Valorizzare forti e bastioni dal punto di vista culturale e turistico. È uno egli obiettivi dell’Amministrazione comunale, che sta trattando il passaggio di proprietà dei beni, a titolo gratuito, sulla scia del piano del federalismo demaniale, del 2012. È chiaro però – come si cita anche nell’articolo a sinistra con riferimento agli immobili che invece l’Agenzia del Demanio mette in vendita, per fare cassa – che va definito cosa è possibile ricavare, all’interno di quelle strutture, con vincoli architettonici e ambientali. «Abbiamo aperto un bando sulla città fortificata, “2021 Verona che cambia”, perché per noi le fortificazioni sono molto importanti ai fini anche turistici e vogliamo però capire quali sono gli interessi dei privati su quei beni.
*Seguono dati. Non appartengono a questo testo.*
PR #775, opened 2021-02-24
Do not check permissions for JNLP files without jars

### LINKED ISSUE #774: Jar permissions should not be checked when the JNLP resource contains no jars
This is a corner case, but it affects our application:
our software is deployed on our clients' servers, and we have a plugin system where our clients can add their own jars to add functionalities. To this end we have our JNLP that includes another JNLP (so that the client can sign their jars with their own certificate, and facilitate maintenance):

            <extension href="jarBaseUrl/external.jnlp" />
The client can put whatever jars he wants in this second JNLP file.
However, by default 'external.jnlp' contains no jars. So for our clients that do not provide their own jars, they get a dialog warning them that there's a problem with the permissions, when there should be no such warning (as is the case with Oracle's JavaWebStart).

SchwingSK:
Fixes #774

### DIFF
--- a/core/src/main/java/net/adoptopenjdk/icedteaweb/manifest/ManifestAttributesChecker.java
+++ b/core/src/main/java/net/adoptopenjdk/icedteaweb/manifest/ManifestAttributesChecker.java
@@ -116,7 +116,7 @@ public class ManifestAttributesChecker {
 
             if (attributesCheck.contains(MANIFEST_ATTRIBUTES_CHECK.PERMISSIONS) ||
                     attributesCheck.contains(MANIFEST_ATTRIBUTES_CHECK.ALL)) {
-                checkPermissionsAttribute();
+            	checkPermissionsAttribute();
             } else {
                 LOG.warn("check on {} skipped because property of deployment.manifest.attributes.check was not set to ALL or includes {} in the combination of options", "Permissions", "PERMISSIONS");
             }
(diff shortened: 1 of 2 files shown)


core/src/main/java/net/adoptopenjdk/icedteaweb/manifest/ManifestAttributesChecker.java
```diff
@@ -116,7 +116,11 @@ public void checkAll() throws LaunchException {
 
             if (attributesCheck.contains(MANIFEST_ATTRIBUTES_CHECK.PERMISSIONS) ||
                     attributesCheck.contains(MANIFEST_ATTRIBUTES_CHECK.ALL)) {
-                checkPermissionsAttribute();
+                if (file.getResources().getJARs().length > 0) {
```
sclassen, line 119: Could you please move this check into the method `checkPermissionsAttribute()`

sclassen (changes requested):
Hello, welcome and thank you for your contribution to icedtea-web.

I have only a minor change request. It would be great if you could update your PR.

core/src/main/java/net/adoptopenjdk/icedteaweb/manifest/ManifestAttributesChecker.java
SchwingSK: No problem, done.

Issue #782, opened 2021-03-12
Exception about duplicate class definition during start


VolvoDev:
Error occurs when we start IceadTea-Web with Volvo RTDMS project application. 
Exception:

_Exception in thread "Thread-8" java.lang.LinkageError: loader (instance of  net/sourceforge/jnlp/runtime/JNLPClassLoader): attempted  duplicate class definition for name: "org/apache/commons/logging/impl/LogFactoryImpl"_ 

Full stack trace is available in attachement:
[stacktrace.txt](https://github.com/AdoptOpenJDK/IcedTea-Web/files/6129871/stacktrace.txt).

Possible cause: Not properly synchronized net.sourceforge.jnlp.runtime.classloader.JNLPClassLoader.loadClass(final String name)

PR #783, opened 2021-03-12
Fixing issue 782 -> Exception about duplicate class definition during…

VolvoDev:
Hi,

This is a fix for https://github.com/AdoptOpenJDK/IcedTea-Web/issues/782
It was already tested inside Volvo project and working fine.

Just adding thread synchronization on class loader, to prevent duplicate class loading issue.
Thread synchronization is made in same manner as in parent class java.lang.ClassLoader#loadClass(java.lang.String, boolean), so the loc it's per loaded class, and does not affect efficency.

Patryk


sclassen:
Have you tested that this change will fix your class loader issue?
It could also be that the setup of your JNLP is causing this and there is a fix without adding yet another synchronized block

VolvoDev:
Hi @sclassen 
We were testing this fix extensively in our project, it worked fine. 
I did not run unit test.

JNLP file is totally correct as it's working from many years with Oracle Java Web Start.

So this code was synchronized on purpose, moreover thread synchronization is per loaded class, so it will not affect performance, and simple fix issue that we have.

We have a specific (quite big) Java client project with something like +8300 classes + libraries to be loaded, so this is a good tester :)

Let me know in case if you have more questions.

Thanks!
Patryk Kałużny

PR #7, opened 2018-08-01
Content for Ecosystem Section

ranjanan:


ranjanan:
cc: @ViralBShah

ChrisRackauckas:
Oh, and the Lorenz animation would be great for the scientific computing tab. The visualization tab should get something more data visualization related.

ViralBShah:
Yes, everything is pretty haphazardly chosen. I will make one more pass over it. There will be no significant changes before it goes live except for a few changes for choices of organizations and text edits.

The website will go live after 0.7, but before 1.0.

ViralBShah:
The main thing is that all the tabs need to be as inclusive as can be without cluttering things, and advertise well maintained packages.

PR #8, opened 2018-08-01
Modernize example code

ararslan:
The code as written doesn't work at all on 0.7 and is deprecated on 0.6.


ararslan:
This code seems to have been removed from the site.

PR #13, opened 2018-08-01
Add a new research tab

ranjanan:
This will have the all the publications and potentially another other interesting research done on and in Julia


ranjanan:
Again, I don't know how to get the alignment right

ranjanan:
Managed to add the new styling to it too

PR #36, opened 2018-08-03
Fix <p> tag that was breaking homepage

djsegal:
This was messing up your whole landing page

// shakin my head :P  

screen shot 2018-08-02 at 10 48 49 pm

----

(also, the `Donate` button in the footer is funky on mobile. but this redesigns pretty sweet!)

### DIFF
--- a/_includes/jumbotron.html
+++ b/_includes/jumbotron.html
@@ -26,7 +26,7 @@
         </br/>
         </div>
         <div class="col-3 col-md-1 col-sm-1"></div>
-      </p>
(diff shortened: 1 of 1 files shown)


djsegal:
To prevent this kind of thing happening in the future, you should probably add a testing suite that takes pictures of the pages and does a spot check?

ViralBShah:
Not sure I can tell the difference.

djsegal:
Everything is inside the jumbotron on the left

Issue #18, opened 2018-08-02
Font is too bold


iamed2:
![too bold](https://user-images.githubusercontent.com/3131001/43597299-51ee1312-9647-11e8-9bc7-bdff88a5b5e7.png)

The bold font weight pushes letters close together and makes them harder to distinguish. Perhaps "Futura LT Medium" would be a better choice than "Futura LT Bold"?

ViralBShah:
PRs appreciated.

ViralBShah:
@essenciary I often felt that all the bold fonts could be made non bold at least to try things out. Thoughts?

PR #40, opened 2018-08-03
Change bold weight font to medium weight font

iamed2:
Closes https://github.com/JuliaLang/www.julialang.org/issues/18

I made the changes live in Firefox and checked it out and I think it looks good.


ViralBShah:
Let's merge and find out. :-)

ViralBShah:
Does look nice.

PR #52, opened 2018-08-03
Change ecosystem image for ML

Evizero:
changes the static image in the ecosystems tab for ML to this gif:

rnd_cartpole

EDIT: a side note: i created it with julia and Plots.jl a while back


Evizero:
it distorts the aspect ratio for some reason, which didn't happen when I edited and tried it locally. unsure what is going on

ViralBShah:
Let's leave it like this for a bit and see if someone knows what to do. @essenciary or @djsegal ?

essenciary:
Yes, I noticed that too. 

It's because the inline style of the image I put as the example was copied without updating the dimensions of the new image. 

Sidenote: we can use only one of the 2 dimensions (only the width, if we want all the tabs to have the same image width; or just the height, if we want to constrain/control the hight of the tabs). The other will be kept proportional. 

image

PR #56, opened 2018-08-03
Add ecosystem pulse button to Packages section

ranjanan:
image


ViralBShah:
It would be nice if the Ecosystem pulse and JuliaObserver could all become one site and the new pkg.julialang.or. Probably a lot of work. 

cc @djsegal

PR #57, opened 2018-08-03
Update Diffeq GSoCs

ChrisRackauckas:
A lot of the newer changes were lost in the transition. I just want to make sure this is kept up-to-date so for the next GSoC it's easy to get started. 

BTW, we should discuss when we plan on opening up the GSoC tag again. Students last year started messaging in early December about projects.


ViralBShah:
Well, then we should open it up in December.

Issue #54, opened 2018-08-03
Main page is very large (~17MB)


jebej:
Here is a snip from the chrome web tools, sorted by size:

![image](https://user-images.githubusercontent.com/11141558/43644351-6da73790-96fc-11e8-88ce-02e3a02f6518.png)

jebej:
Maybe some of these plots could be re-rendered with Plotly or similar.

ViralBShah:
Maybe we should just use static images at least on mobiles?

ViralBShah:
I also don't know how this affects our bandwidth bill with the CDN. I assume much of this just gets cached in the user's browser.

mbauman:
What if we deferred loading the gifs until the tab is clicked?  We could even start with a static image and then dynamically swap it out once the gif arrives.  That should also help mitigate the bandwidth bill.

mbauman:
Well after #60 we're down to 6.2MB, of which half is waves.gif.  Better, but still probably worth investigating deferred downloading or perhaps a more gif-optimization-friendly demo for the visualization tab.

ViralBShah:
Or pick a different thing to show there. I just picked what I found on the Plots.jl pages.

ranjanan:
Has #71 helped?

KristofferC:
It is dominated by waves.gif but #72 at least took away a MB from it

mbauman:
Here's after #72:

![screen shot 2018-08-03 at 5 19 59 pm](https://user-images.githubusercontent.com/154641/43668255-89db6946-9741-11e8-97d9-6c986ff55f90.png)

Why am I downloading some of the same scripts/css files three times?

KristofferC:
17MB -> 5MB in 9 hours is good progress :)

mbauman:
Ah, the triplets are coming from the three embedded YouTube videos.

mbauman:
This looks promising to shave off ~1.5MB: https://www.labnol.org/internet/light-youtube-embeds/27941/

ranjanan:
Nice. Will make a PR and test it

essenciary:
I haven't tested it, but in theory, we could convert waves.gif to a video using something like http://gif-2-mp4.com

ViralBShah:
I think we are now at 5MB. So probably ok to close this.

KristofferC:
Emulating a slow 3g connection the website takes over 1 minute to load.

Fast 3g is 20 seconds.

[...]

PR #60, opened 2018-08-03
Reduce GIF filesizes

### LINKED ISSUE #19: Text on data science plot is rendered poorly for the size of image
This is what it looks like on my computer:

data science image screenshot

I think perhaps if the image was re-rendered at the size it will be displayed at, the text would be clearer?

mbauman:
Resize all ecosystem gifs to 400px -- the size they appear on the homepage. Also optimize their transparency between frames. Fixes #19 by avoiding some web-browsers' shoddy resize methods, mitigates #54.

Before:

screen shot 2018-08-03 at 11 02 31 am

After:

screen shot 2018-08-03 at 11 02 07 am


ViralBShah:
Not sure if this was supposed to fix it, but the ML gif is still stretching the page. Perhaps the gifs need to be constrained by height instead of width.

PR #65, opened 2018-08-03
Add vim, emacs and sublime to IDE list 

ranjanan:


ViralBShah:
Can we remove sublime?

KristofferC:
I don't think we should include the sublime plugin since it ihas beem unmaitained for many years.

ranjanan:
No, it's as well if not better maintained than julia-vim.

ViralBShah:
I thought @quinnj said he doesn't maintain it at all. The emacs plugin has many users and maintainers.

ViralBShah:
Let's see how this looks.

ViralBShah:
I see we need a 6th one for symmetry.

ViralBShah:
@mbauman Can we have your magic here to reduce file sizes?

PR #66, opened 2018-08-03
Shrink IDE icon sizes down, fixup aspect ratios

mbauman:


ranjanan:
Thanks! :)

ViralBShah:
Things don't looks all the same height now. The Vi looks bigger.

mbauman:
Probably constant height would be better.

PR #67, opened 2018-08-03
Add Julia 0.7.0-rc2 binaries

ararslan:


ViralBShah:
Probably needs updating in the footer too.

Abbiamo posto il termine del 30 settembre per presentarci progetti», dice l’assessore all’urbanistica, all’edilizia privata e all’ambiente, Ilaria Segala. «E intanto proseguiamo il confronto con la Sovrintendenza, per definire cosa si potrà realizzare e cosa no all’interno di edifici come forti, bastioni e torricelle, perché chiaro che un utilizzo pubblico è diverso da quello di un privato», aggiunge. «E ricordo che siamo proprietari della Prima Torre Massimiliana, e ora il Demanio ha messo in vendita la Quarta. Noi siamo interessati poi ad acquisire Forte Procolo, in zona navigatori, e magari anche Castel San Felice, sulle Torricelle». Intanto, il Comune sta formalizzando con il Demanio il passaggio del tratto di mura in zona San Zeno, utilizzato dalla società sportiva Crazy, e sono in corso di regolarizzazione catastale i tratti verso San Zeno e Porta Palio e l’ex zoo, in circonvallazione Oriani. Il Demanio vuole poi cedere al Comune la Torre della Catena, del XIV secolo, che spunta dall’Adige vicino al ponte del Risorgimento nel tratto verso il ponte Catena.

Tratto da: L'Arena - cronaca- pag. 13

Data: 23/07/2019

Note: E.G.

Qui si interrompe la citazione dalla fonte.